# Coalgebra requirement?

If $({C},\Delta,\epsilon)$ is a K-Coalgebra, does K need to be a field? Is it okay for it to be a commutative ring??? Since it is okay to define an algebra A over a commutative ring, is okay to do the same for a coalgebra?

1. Yes, it is okay to define a coalgebra over a commutative ring (with 1), but prepare for nasty surprises when you start working with subcoalgebras, coideals and quotient coalgebras. The problem is that if $D$ is a $K$-submodule of a coalgebra $C$ satisfying $\Delta (D) \subseteq D \otimes D$ (where $D\otimes D$ is understood as the $K$-submodule of $C$ generated by all $d\otimes e$ with $d,e\in D$), then this does not make $D$ into a coalgebra… because the tensor product of injective $K$-linear maps needs no longer be $K$-injective. See page 56 of Robert Morris (ed.), “Umbral calculus and Hopf algebras”, Contemporary Mathematics vol. 6, AMS (easily found online if you know where to look) for a particular counterexample.
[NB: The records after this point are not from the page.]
PR #2081, opened 2023-07-17
style: capitalize breadcrumb items

kendallstrautman:
## 🔗 Relevant links

- [Preview link](https://dev-portal-git-kstitle-case-breadcrumb-items-hashicorp.vercel.app/) 🔎
- [Asana task](https://app.asana.com/0/1201987349274776/1202184785235854/f) 🎟️

## 🗒️ What

Capitalizes all breadcrumb items.

## 🧪 Testing

- [Visit this path](https://dev-portal-git-kstitle-case-breadcrumb-items-hashicorp.vercel.app/waypoint/commands/deploy), ensure the items are all capitalized.


braydenlove (approved):

zchsh (approved):
✅ Given the intent of this PR, I think this looks good!

Had a thought about potential alternatives, but could also see the case for going with this simpler fix, even with potential tradeoffs 👍 

---

## Thoughts on alternatives to `capitalize`

💭  Bit of a hot take, but one potential downside of making this change via client-side CSS is that we will likely see mismatches of this data in different parts of the UI. For example, with this change in place, the sidebar and breadcrumb area are now kind of mismatched, in my opinion:

| Before | After |
| - | - | 
| before | after |

As well, in some cases I think CSS-based capitalization may create some unintended capitalizations, see for example `Waypoint.Hcl` in the breadcrumb bar in this screenshot:

side-effect-example

I think there might be a couple of alternatives we could explore:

The basic results of coalgebra theory can still be salvaged, though, if one restricts oneself to flat modules, or projective modules, or free modules, and since most coalgebras that appear in combinatorics are free, this is more than enough (but one should keep in mind that submodules of free modules needn’t be free…).
2. $K$-submodule of $C$” meant “$K$-submodule of $C\otimes C$“, sorry.